Recorded data: Begin

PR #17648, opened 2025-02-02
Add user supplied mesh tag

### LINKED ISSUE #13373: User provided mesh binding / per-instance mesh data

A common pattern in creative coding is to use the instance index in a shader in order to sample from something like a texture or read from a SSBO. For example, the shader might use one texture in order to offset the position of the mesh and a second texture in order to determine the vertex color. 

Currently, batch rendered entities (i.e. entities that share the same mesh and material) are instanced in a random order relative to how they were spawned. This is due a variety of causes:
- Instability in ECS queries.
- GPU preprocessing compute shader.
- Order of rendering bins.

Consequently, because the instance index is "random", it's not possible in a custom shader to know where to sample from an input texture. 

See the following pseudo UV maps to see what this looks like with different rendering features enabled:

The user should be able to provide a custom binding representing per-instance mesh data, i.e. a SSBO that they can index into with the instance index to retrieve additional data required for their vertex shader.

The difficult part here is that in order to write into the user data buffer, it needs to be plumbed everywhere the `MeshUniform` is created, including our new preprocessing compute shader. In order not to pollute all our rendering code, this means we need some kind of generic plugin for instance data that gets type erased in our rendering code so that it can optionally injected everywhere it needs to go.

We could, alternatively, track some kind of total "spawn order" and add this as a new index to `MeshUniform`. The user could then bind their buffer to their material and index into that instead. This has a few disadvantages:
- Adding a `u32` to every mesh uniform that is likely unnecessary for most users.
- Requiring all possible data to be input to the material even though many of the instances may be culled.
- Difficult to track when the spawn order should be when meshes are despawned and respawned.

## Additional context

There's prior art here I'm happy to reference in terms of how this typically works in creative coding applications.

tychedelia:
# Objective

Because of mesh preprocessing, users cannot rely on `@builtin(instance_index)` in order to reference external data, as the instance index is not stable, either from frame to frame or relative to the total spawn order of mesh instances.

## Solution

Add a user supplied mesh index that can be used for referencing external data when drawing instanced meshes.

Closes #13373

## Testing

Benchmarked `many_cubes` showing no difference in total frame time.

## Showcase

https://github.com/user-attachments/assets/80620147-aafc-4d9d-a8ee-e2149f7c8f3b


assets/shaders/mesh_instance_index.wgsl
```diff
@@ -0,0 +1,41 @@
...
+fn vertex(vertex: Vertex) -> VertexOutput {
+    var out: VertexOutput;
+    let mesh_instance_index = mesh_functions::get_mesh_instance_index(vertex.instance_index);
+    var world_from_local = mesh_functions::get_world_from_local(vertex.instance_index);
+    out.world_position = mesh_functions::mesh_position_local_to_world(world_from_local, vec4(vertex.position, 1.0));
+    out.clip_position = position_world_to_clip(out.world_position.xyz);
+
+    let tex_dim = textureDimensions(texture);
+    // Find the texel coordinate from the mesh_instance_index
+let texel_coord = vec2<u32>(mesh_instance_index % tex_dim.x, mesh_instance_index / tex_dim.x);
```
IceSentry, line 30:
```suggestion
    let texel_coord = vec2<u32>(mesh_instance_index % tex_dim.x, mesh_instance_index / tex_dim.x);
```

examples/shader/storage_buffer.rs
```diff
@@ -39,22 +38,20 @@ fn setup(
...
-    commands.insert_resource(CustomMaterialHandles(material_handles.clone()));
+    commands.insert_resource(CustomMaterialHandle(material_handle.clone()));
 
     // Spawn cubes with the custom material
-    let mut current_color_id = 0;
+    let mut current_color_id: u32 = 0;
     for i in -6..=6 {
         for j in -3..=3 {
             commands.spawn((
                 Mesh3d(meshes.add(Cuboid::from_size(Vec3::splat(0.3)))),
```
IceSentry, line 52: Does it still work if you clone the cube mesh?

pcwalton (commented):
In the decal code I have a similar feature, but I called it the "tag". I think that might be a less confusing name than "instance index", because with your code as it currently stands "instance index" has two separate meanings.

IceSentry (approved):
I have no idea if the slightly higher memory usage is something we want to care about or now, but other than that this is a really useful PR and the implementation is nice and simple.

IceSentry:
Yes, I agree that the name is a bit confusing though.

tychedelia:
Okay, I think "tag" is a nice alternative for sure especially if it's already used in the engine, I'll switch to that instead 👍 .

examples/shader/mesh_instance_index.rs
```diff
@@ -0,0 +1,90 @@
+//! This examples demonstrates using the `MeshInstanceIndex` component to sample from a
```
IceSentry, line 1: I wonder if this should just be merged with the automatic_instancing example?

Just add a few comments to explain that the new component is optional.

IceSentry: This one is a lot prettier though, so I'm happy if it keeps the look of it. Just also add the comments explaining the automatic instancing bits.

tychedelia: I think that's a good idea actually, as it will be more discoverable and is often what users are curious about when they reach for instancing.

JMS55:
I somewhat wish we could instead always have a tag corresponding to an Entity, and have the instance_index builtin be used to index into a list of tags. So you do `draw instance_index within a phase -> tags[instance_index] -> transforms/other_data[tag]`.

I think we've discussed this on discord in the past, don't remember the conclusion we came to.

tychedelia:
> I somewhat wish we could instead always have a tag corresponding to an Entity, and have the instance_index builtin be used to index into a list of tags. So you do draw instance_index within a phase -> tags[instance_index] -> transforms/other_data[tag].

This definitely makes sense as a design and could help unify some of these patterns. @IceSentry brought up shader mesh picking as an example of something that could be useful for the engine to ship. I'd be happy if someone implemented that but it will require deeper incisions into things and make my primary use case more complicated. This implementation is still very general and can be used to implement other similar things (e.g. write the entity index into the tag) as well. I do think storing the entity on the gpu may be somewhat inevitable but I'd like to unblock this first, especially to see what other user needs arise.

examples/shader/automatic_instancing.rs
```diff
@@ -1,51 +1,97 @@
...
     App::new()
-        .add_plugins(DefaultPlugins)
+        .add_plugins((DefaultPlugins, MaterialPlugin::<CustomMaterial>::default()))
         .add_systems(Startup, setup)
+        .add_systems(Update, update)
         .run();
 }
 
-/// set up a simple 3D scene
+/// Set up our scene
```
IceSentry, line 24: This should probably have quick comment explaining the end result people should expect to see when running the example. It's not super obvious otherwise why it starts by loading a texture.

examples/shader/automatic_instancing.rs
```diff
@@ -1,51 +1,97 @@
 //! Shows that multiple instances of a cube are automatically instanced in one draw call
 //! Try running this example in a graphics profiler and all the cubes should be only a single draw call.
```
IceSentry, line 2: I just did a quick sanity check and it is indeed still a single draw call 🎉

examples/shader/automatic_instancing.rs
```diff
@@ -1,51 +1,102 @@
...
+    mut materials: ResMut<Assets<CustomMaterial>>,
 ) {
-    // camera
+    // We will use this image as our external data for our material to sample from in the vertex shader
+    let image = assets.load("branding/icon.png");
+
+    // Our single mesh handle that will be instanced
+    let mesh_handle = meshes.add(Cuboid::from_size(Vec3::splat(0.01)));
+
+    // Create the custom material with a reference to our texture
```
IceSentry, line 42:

Recorded data: End

Exercise ::
Write out every line of the preceding listing that contains "texture".

Exercise solution ::
A common pattern in creative coding is to use the instance index in a shader in order to sample from something like a texture or read from a SSBO. For example, the shader might use one texture in order to offset the position of the mesh and a second texture in order to determine the vertex color. 
Consequently, because the instance index is "random", it's not possible in a custom shader to know where to sample from an input texture. 
+    let tex_dim = textureDimensions(texture);
IceSentry, line 24: This should probably have quick comment explaining the end result people should expect to see when running the example. It's not super obvious otherwise why it starts by loading a texture.
+    // Create the custom material with a reference to our texture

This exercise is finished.